8>Next Generation Sequencing
The emergence of next-generation sequencing or massively parallel sequencing has affected almost every corner of the field of biology. This technology allows scientists to sequence genomes, assess genetic variation, quantify gene expression, study epigenetic regulation, explore microscopic life, and easily scale up various analyses and screenings. Technological innovation has made the quantity and quality of sequencing data continue to rise, and the construction of sequencing libraries has also continued to improve. It is now possible to detect restricted materials or degraded samples, flexibly target parts of the sequence space, label a wide variety of molecules in cells, and capture molecular interactions and genome structure. In addition, computational tools have also contributed to the interpretation of the massive data of next-generation sequencing, revealing the basic information of sequence variation, regulation and evolution.
9> genome engineering
Genome engineering can make customized changes in cells cultured in vitro, model and non-model organisms, and this type of technology brings great convenience to related research. With the help of these tools, researchers can knock out genes, introduce mutations, or create fusion genes. For example, enzymes are used to cleave specific genomic sequences, initiating cellular repair processes and thereby making desired sequence changes. Mega nucleases, zinc finger enzymes, and TALENs target sequences of interest through their respective DNA-binding domains. Recently, the CRISPR-Cas9 system has become the new darling of this field. The system, which uses RNA for nuclease navigation, is not only easy to design, but also capable of rewriting almost any genome sequence.

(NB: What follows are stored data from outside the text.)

PR #6982, opened 2025-04-03
included libomp-15-dev to clang-tidy action

sombraSoft:
We're seeing linting issues like in this [PR](https://github.com/The-OpenROAD-Project/OpenROAD/pull/6916)
`warning: 'omp.h' file not found [clang-diagnostic-error]`
The underlying problem was that the correct version of libomp was not installed as a dependency.

image

### DIFF
--- a/.github/workflows/github-actions-clang-tidy.yml
+++ b/.github/workflows/github-actions-clang-tidy.yml
@@ -16,7 +16,7 @@ jobs:
         id: review
         with:
           build_dir: './build'
-          cmake_command: cmake . -B build
+          cmake_command: cmake . -B build -DCMAKE_EXPORT_COMPILE_COMMANDS=on
           config_file: '.clang-tidy'
           exclude: "*/codeGenerator/templates/*"
           split_workflow: true
--- a/.github/workflows/github-actions-clang-tidy.yml
+++ b/.github/workflows/github-actions-clang-tidy.yml
@@ -20,7 +20,7 @@ jobs:
           config_file: '.clang-tidy'
           exclude: "*/codeGenerator/templates/*"
           split_workflow: true
-          apt_packages: libomp-15-dev,libomp-14-dev
+          apt_packages: libomp-15-dev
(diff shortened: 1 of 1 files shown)


.github/workflows/github-actions-clang-tidy.yml
```diff
@@ -16,10 +16,11 @@ jobs:
         id: review
         with:
           build_dir: './build'
-          cmake_command: cmake . -B build
+          cmake_command: cmake . -B build -DCMAKE_EXPORT_COMPILE_COMMANDS=on
```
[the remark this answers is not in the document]
sombraSoft: great!
I have removed it from this PR

maliberty (approved):

.github/workflows/github-actions-clang-tidy.yml
```diff
@@ -20,6 +20,7 @@ jobs:
           config_file: '.clang-tidy'
           exclude: "*/codeGenerator/templates/*"
           split_workflow: true
+          apt_packages: libomp-15-dev
```
vvbandeira, line 23: The Dockerfile in the action installs clang 14 and 15. Let's err in the side of caution and install both for omp as well?

sombraSoft: you got it!, just added it.

sombraSoft: we're now getting a
`
The following packages have unmet dependencies:
   libomp-14-dev : Conflicts: libomp-x.y-dev
`

and that's because development packages (-dev) install header files (like omp.h) into standard system locations (e.g., /usr/include). If you tried to install both versions, they would attempt to place their potentially different omp.h files (and other headers) in the same locations, leading to an inconsistent and broken state. apt prevents this conflict by refusing to install both.

Because of that I will have to remove `libomp-14-dev`

maliberty: This is only for the purpose of clang-tidy finding the header as we are not compiling any code here.  I don't think 14 vs 15 will matter.

PR #6987, opened 2025-04-04
bazel: run tests in the CI

hzeller:
We have now the first tests wired up, let's run them. Switch to `-c opt` mode to not have them time out
(unfortunately, that also means a longer initial build time, but things will be cached)

### DIFF
--- a/.github/workflows/github-actions-bazel-build.yml
+++ b/.github/workflows/github-actions-bazel-build.yml
@@ -32,10 +32,9 @@ jobs:
 
       - name: Build
         run: |
-          # There are no cc_test()s yet, so just build for now.
           # For now, just run, but don't fail the whole CI, as bazel build is
           # experimental at this stage.
-          bazel build --keep_going --show_timestamps --curses=no ... || /bin/true
+          bazel test -c opt --keep_going --show_timestamps --test_output=errors --curses=no --force_pic ... || /bin/true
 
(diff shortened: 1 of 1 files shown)


maliberty:
The action already takes ~41m to run.  There is no caching as the runners are ephemeral and we don't have a web cache yet.  Increasing the build time sounds concerning as pr-merge/head are ~1h.  Let's see how this PR goes.

hzeller:
This first time will probably take a while, I suspect up to 90min.
The bazel cache is stored in github actions, so as long as they run regularly, only incremental bulids happen later, even without of any web cache.
I've seen they only take a few minutes otherwise.

Anyway, how is the set-up of a web cache going ?

maliberty:
Last time we did something like this it took a while to get permission to make it public (Google owns the project and had to approve).   @vvbandeira is looking into it.

How does the caching in GH actions work?

maliberty:
It is >40m so far in this build.  If there were a cache I would expect it to be faster.  We have run this action many times so it doesn't appear to be working.

hzeller:
this is the first time it runs with `-c opt`, so there is no cache yet.

maliberty (approved):

maliberty:
Build time goes up to 51m but when I re-triggered the bazel build action it was a perfect cache hit.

10> Single molecule technology
Studying the behavior of individual molecules, such as proteins or DNA, can reveal important biological mechanisms beyond the reach of average molecular studies. In the past decade, some single-molecule technologies have gradually matured. For example, force spectroscopy can detect binding, folding or mechanical behavior of molecules, while fluorescence microscopy can track single molecules in vitro and in vivo. Emerging single-molecule technologies also include nanopore technology that can sequence single molecules, and optical and plasmonic devices that can detect single molecules without labels. The advent of these tools has enabled the exploration of single-molecule functions at unprecedented depths.